A COMPANION TO Theoretical Econometrics
Nonnested Hypothesis. Testing: An Overview
M. Hashem Pesaran and Melvyn Weeks
This chapter focuses on the hypotheses testing problem when the hypotheses or models under consideration are "nonnested" or belong to "separate" families of distributions, in the sense that none of the individual models may be obtained from the remaining either by imposition of parameter restrictions or through a limiting process.1 In econometric analysis nonnested models arise naturally when rival economic theories are used to explain the same phenomenon such as unemployment, inflation, or output growth. Typical examples from the economics literature are Keynesian and new classical explanations of unemployment, structural, and monetary theories of inflation, alternative theories of investment, and endogenous and exogenous theories of growth.[10] Nonnested models could also arise when alternative functional specifications are considered such as multinomial probit and logit distribution functions used in the qualitative choice literature, exponential, and power utility functions used in the asset pricing models, and a variety of nonnested specifications considered in the empirical analysis of income and wealth distributions. Finally, even starting from the same theoretical paradigm, it is possible for different investigators to arrive at different models if they adopt different conditioning or follow different paths to a more parsimonious model using the general-to-specific specification search methodology, advocated, for example by Hendry (1993).
The concept of an econometric model is discussed in Section 2, where a distinction is made between conditional and unconditional models. This is an important distinction since most applied work in econometrics takes place within a modeling framework where the behavior of one or more "endogenous" variables is often explained conditional on a set of "exogenous" variables. This discussion also highlights the importance of conditioning in the process of model evaluation.

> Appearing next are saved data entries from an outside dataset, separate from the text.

PR #5183, opened 2025-07-22
[M] CANDLEPIN-1037: Fixed consumer env priority database column type

Ceiu:
- Updated the column type for the priority field of consumer environments to avoid issues with schema validation and potential integer overflow when storing new environments


Ceiu:
To test that this will unblock Sat/Foreman:

1. Verify the current state by deploying main
2. Update candlepin.conf to enable Hibernate's schema validation:
```
jpa.config.hibernate.hbm2ddl.auto=validate
```
3. Restart/redeploy Candlepin and verify that it no longer completes startup. tomcat/catalina.log and Tomcat's logging in journalctl should have some error involving concurrent modification exception.
4. Update tomcat's `logging.properties` to disallow async file access to avoid the problem with the previous exception. Replace all instances of "AsyncFileHandler" with "FileHandler". In vi[m] this can be accomplished with a simple find/replace command:
```
:%s/AsyncFileHandler/FileHandler/g
```
5. Restart/redeploy Candlepin again. It should still fail to deploy, but this time tomcat/localhost.log will have a few rather odd exceptions. In the second exception, it should fail with a `SchemaManagementException` indicating the size of the priority field does not match the expected size (smallint vs int)
6. Check out this branch and deploy. Candlepin should startup as normal.
7. The database column should be `INTEGER NOT NULL` on both PostgreSQL and MariaDB/MySQL

PR #5186, opened 2025-07-29
[M] CANDLEPIN-1039: Fixed dangling Liquibase connections

Ceiu:
- Updated the migration manager to use try-with-resources for its database connection to ensure it's closed when the migration operation is completed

Examples of nonnested models are given in Section 3. Section 4 discusses the differences that lie behind model selection and hypotheses testing. Although this chapter is primarily concerned with hypotheses testing involving nonnested models, a discussion of the differences and similarities of the two approaches to model evaluation can serve an important pedagogic purpose in clarifying the conditions under which one approach rather than the other could be appropriate.
The literature on nonnested hypothesis testing in statistics was pioneered by the seminal contributions of Cox (1961), Cox (1962), and Atkinson (1970), and was subsequently applied to econometric models by Pesaran (1974) and Pesaran and Deaton (1978). The analysis of nonnested regression models was further considered by Davidson and MacKinnon (1981), Fisher and McAleer (1981), Dastoor (1983), Deaton (1982), Sawyer (1983), Gourieroux, Monfort, and Trognon (1983), and Godfrey and Pesaran (1983).3 This literature is reviewed in Section 5 where we examine a number of alternative approaches to testing nonnested hypotheses, including the encompassing approach advanced by Mizon and Richard (1986), Gourieroux and Monfort (1995), and Smith (1993).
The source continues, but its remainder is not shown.